Menghindar

Màu nền
Font chữ
Font size
Chiều cao dòng

Entah sudah berapa lama aku bersembunyi dari semuanya. Yang jelas aku masih terdiam di dalam rumahku.

Apa kalian berpikir bahwa rumahku seperti manusia yang memiliki pintu, jendela, dan lainnya? Atau berpikir bahwa rumahku seperti Tinkerbell? Tidak, rumahku jauh berbeda dari semua itu. Rumahku adalah sebuah rumah yang terbuat dari ranting, daun, dan tentu saja bunga.

Apakah rumahku sama dengan yang lain? Tentu saja berbeda. Yang lain tinggal pada kuntum bunga atau di dalam pohon.

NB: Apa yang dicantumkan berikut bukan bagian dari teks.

PR #1079, opened 2026-08-26
feat(drive): the connect trio and the F4 re-arm — a stranded source can recover (gdrive epic P4)

chrisrogers37:
gdrive epic **P4**. Plan: `shared/planning/active/2026-08-25-gdrive-credential-and-connect-flow-epic.md`. Forks F1 (a), F4 (a), F5 (a) all locked.

## The re-arm (F4 (a)) — the half that decides whether a reconnect works

`media_sync.rearm_after_connect` lands beside `store_credential` in the **same transaction**, at the slot `auth.py` already marked for it. Atomicity is the whole case: "a credential now exists" and "this source is eligible again" cannot drift, and a credentialed source that never syncs looks exactly like one with nothing wrong.

**All three columns, and `next_sync_at` is the one that was actually missing.** Leg 4 selects `state = 'active' AND next_sync_at IS NOT NULL AND next_sync_at <= now()` — a conjunction. `media_sources.next_sync_at` has no default, and its only other non-NULL writer is this module's own post-sync re-arm, so a source that has never completed a sync is NULL there whatever its state. Setting `state` alone produces an `active` source that is permanently not due.

That is not a theoretical distinction — it was the live disagreement that prompted this phase, and it is now pinned by mutation. Dropping `next_sync_at = now()` is killed by **exactly one** test: `test_the_re_arm_makes_the_clock_see_the_source_again`, the one asserting a real `fn_clock_tick` mints a job. The other four pass, correctly, because they do not depend on the cursor. The plan's own instruction — "assert against the clock, not against the UPDATE" — is what makes that discrimination exist at all.

Two deliberate properties:

- **Unfiltered on prior state.** A reconnect is the explicit undo of whatever came before: `error` from a fault, `paused` from a deliberate disconnect. A state filter would silently no-op on exactly the case a user is reversing.
- **Scoped by `workspace_id` as well as id.** RLS is inert under the deployed owner role (#751), so this WHERE clause is what binds the row to its tenant.

## The trio (F1 (a)) — `UNBUILT` 13 → 10

Thin by design: the OAuth leg is the API route's, these initiate and record.

**Initiating is minting the `oauth_states` row, and that is the half nothing else did.** #1065 shipped the callback and no start leg, so until this executor a Drive connect could not be *begun*.

**They return the state, not a URL — layering, not omission.** Composing one needs `(client_id, redirect_uri)`, which `src/api/google_client.py` owns: an API module that raises `HTTPException`, and whose docstring says it exists so "the two legs cannot disagree on a redirect URI". **No module under `src/services/` imports from `src.api`.** Re-reading settings here to dodge that import would fork the single owner of the redirect URI — the exact drift that module exists to prevent. The adapter renders, as it already does for sign-in.

**The connect/reconnect split is the schema's answer, not the caller's.** `connect_purpose` reports which one a source is in; a mismatch is refused by name. A reconnect run as a connect would skip `issue_state`'s invalidate-prior-states step (`07` §2, last-issued-wins) and leave two live callbacks for one source.

`disconnect_account` per F5 (a): credential `revoked` with the **row kept** (the FK cascade would erase an audit trail), source `paused`.

## The seam with #1061 closes without either side being adjusted

The beat scans `state = 'error'`. The re-arm moves the row out of that set and NULLs the stamp in one statement. F5 (a)'s disconnect leaves `paused` — also outside the scan.

So a deliberate disconnect goes quiet **without being revived**, which is what keeps the alert meaningful: a disconnect that produced `error` would re-alert daily about a choice, and someone would eventually silence it, taking the real faults with it.

## Two defects the tests caught that inspection did not

- **`wrong_state` is not a refusal reason.** `REASONS` is closed, and `CommandRefused` raises `ValueError` on anything outside it — so that path would have thrown a *programming error* on a reachable user action. Now `illegal_transition`, which is what it is. The closed set is load-bearing: the web adapter's status table is pinned **total** over it, so an invented member would have had no mapping.
- **My executor test helper used a bare session**, which `trg_governance_audit` refuses outright ("anonymous writes are forbidden"). It does not merely skip the GUCs — the statement cannot execute. The helper now runs executors inside a real `unit_of_work`, so the tenant claim and actor attribution are part of what the tests prove rather than assumptions around them.

## Not built, stated rather than omitted

**F5 (a)'s best-effort Google revoke.** A provider call inside a unit of work violates this codebase's checkpoint discipline, and F5 makes the revoke best-effort precisely because it can fail and must not block the local state change. The atomic local pair is built; the remote call belongs on a job outside this transaction. A deliberate gap in F5, not P4 slipping.

## Verification

- `tests/scripts/test_w6_sync_gate.py` + `tests/src/services/target/test_commands.py`: all green locally, including 5 new seam tests and 5 new executor tests, run against real Postgres.
- Mutation, gated baseline: state-only re-arm killed by the clock assertion alone.
- Full local suite run (17 min): `3823 passed, 8 skipped, 14 failed`. **Thirteen of the fourteen are confined to `test_target_reachability.py` and `test_telegram_service.py`, neither touched here** — the same two files that fail locally on this host and pass in CI. **I cannot account for the fourteenth**: my own command ended in `| tail -14`, which truncated one name off the top of the summary. Rather than assert a confinement I did not observe, I am letting CI's untruncated run be the authority and will post its complete list below.

## Scope

Not touched: `workspaces.py` / `list_sources` / the sources payload — alex owns those on #1078. Verified: zero of my added lines read them. Not widened into P5.


chrisrogers37 (commented):
**Approve**

Verified by running, not reading. `git worktree add` at `origin/branden/1061-p4-connect-executors` (HEAD `21549fd`), real Postgres, no mocks.

**Tests — 47/47 real, clean.** `test_w6_sync_gate.py` (26) + `test_commands.py` (21) in 188.56s. First attempt collided with another bot's suite-cluster lock (`conftest`'s own contention guard, not corruption) and timed out after 20min on a narrower `-k` slice; the full untargeted run went through clean on retry. No flakiness in the PR's own tests — the lock is a shared-cluster property, not this PR's.

**F4 re-arm atomicity — confirmed genuine, not "usually together."** `auth.py`'s `google_drive_callback` calls `media_sync.rearm_after_connect(session, ...)` with the *same* `session` object, inside the *same* `async with uow.begin()` block as `store_credential`. One transaction, shared connection — not two statements that happen to run adjacently. A crash between them is impossible; either both commit or neither does.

Hanya aku yang memiliki rumah di atas tanah.

Tidak, ini bukan rumah yang mendadak aku bikin karena keadaanku yang tak dapat lagi terbang. Ini adalah rumahku sejak aku masih dapat terbang. Aku memilih rumah di atas tanah untuk menghindari semua perkataan yang menyakiti hatiku dari kawananku. Rumahku terlindung dari dunia luar karena terhalang oleh akar pohon yang besar.

Aku mulai menggerakkan pintu rumahku yang hanya terbuat dari daun dan di hiasi oleh kelopak-kelopak bungan kecil. Aku mendesain pintu itu seorang diri.

Cahaya mentari pagi yang menghangatkan tubuh langsung masuk ke dalam iris kuningku. Aku mengerjapkan mataku selama beberapa kali, mencoba untuk membiasakan mataku dengan cahaya matahari yang begitu menyilaukan

Aku mulai melangkahkan kakiku di atas tanah. Ya, sejak sayapku di potong Ataska, hanya kakiku saranaku untuk aku bepergian.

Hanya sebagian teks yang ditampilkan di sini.